Nothing besides a number belongs in the answer, which is how many lines of the listing contain the string "fileExists".

+ + + + +

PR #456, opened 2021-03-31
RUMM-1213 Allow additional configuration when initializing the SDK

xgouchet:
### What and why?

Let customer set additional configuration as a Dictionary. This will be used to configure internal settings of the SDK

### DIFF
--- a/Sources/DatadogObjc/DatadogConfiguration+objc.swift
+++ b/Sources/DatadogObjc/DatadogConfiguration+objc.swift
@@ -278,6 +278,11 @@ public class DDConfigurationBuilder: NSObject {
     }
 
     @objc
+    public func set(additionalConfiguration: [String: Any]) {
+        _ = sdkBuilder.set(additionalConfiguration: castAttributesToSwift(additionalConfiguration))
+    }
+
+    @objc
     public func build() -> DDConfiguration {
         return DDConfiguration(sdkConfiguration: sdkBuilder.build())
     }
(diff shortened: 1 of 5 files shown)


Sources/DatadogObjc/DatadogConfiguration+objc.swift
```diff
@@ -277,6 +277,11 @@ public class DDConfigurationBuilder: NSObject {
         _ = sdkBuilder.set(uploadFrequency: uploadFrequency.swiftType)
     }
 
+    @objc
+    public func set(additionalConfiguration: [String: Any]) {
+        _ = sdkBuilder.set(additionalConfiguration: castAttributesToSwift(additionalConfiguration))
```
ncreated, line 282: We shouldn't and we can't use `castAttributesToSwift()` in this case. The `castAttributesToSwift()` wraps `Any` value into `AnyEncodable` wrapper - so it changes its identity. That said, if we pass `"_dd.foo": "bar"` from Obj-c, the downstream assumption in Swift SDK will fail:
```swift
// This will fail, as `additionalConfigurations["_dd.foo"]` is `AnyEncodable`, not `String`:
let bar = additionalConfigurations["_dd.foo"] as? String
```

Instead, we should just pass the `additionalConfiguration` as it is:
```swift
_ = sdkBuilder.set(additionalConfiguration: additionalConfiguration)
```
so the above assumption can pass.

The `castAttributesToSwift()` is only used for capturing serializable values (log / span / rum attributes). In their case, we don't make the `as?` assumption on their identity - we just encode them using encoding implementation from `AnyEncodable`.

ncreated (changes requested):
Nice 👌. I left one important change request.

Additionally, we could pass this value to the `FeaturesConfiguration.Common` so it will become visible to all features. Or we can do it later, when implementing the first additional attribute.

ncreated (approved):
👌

+ + + + +

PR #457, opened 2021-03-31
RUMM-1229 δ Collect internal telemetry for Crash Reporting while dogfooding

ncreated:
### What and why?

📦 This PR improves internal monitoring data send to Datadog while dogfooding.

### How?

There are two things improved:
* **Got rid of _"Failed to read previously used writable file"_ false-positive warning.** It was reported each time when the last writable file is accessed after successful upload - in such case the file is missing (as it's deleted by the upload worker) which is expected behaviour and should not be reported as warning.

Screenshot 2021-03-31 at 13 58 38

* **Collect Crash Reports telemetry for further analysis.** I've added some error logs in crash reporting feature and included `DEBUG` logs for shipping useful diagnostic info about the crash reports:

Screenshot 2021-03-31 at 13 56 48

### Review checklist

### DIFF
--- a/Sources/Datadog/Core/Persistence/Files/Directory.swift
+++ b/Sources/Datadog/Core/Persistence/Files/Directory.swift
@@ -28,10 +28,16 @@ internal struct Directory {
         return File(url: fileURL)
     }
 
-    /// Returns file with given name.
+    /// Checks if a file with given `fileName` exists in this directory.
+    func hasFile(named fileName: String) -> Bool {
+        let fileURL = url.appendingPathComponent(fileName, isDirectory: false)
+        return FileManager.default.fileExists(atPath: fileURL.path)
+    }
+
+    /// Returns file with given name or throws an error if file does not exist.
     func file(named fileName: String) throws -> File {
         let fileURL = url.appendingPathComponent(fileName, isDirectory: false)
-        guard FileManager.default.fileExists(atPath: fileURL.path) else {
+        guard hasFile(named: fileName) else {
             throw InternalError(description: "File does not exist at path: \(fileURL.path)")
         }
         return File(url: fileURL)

+ + + + +

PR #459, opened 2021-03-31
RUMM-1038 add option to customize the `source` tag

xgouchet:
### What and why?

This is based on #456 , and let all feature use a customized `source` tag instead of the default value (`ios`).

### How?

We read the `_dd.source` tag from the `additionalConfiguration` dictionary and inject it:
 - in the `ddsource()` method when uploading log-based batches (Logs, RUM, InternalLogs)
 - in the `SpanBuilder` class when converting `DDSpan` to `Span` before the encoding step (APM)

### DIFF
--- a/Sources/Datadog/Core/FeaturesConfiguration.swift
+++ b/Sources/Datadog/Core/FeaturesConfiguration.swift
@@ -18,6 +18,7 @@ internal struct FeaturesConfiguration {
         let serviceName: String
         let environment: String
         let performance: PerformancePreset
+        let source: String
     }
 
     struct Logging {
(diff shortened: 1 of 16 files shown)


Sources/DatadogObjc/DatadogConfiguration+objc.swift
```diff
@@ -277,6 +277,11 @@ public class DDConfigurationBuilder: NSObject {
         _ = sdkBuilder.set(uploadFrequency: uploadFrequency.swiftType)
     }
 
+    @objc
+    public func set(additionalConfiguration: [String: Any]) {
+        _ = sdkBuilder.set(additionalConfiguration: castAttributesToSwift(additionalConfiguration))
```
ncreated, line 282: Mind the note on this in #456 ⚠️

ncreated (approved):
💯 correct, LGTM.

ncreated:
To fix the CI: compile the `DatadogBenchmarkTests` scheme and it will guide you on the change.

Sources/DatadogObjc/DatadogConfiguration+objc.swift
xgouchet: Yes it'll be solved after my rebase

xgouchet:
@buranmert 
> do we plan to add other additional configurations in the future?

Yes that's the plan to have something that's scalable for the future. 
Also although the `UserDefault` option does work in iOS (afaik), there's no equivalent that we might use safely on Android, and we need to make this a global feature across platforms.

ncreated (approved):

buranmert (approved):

+ + + + +

OUTPUT FOR THIS EXERCISE - 2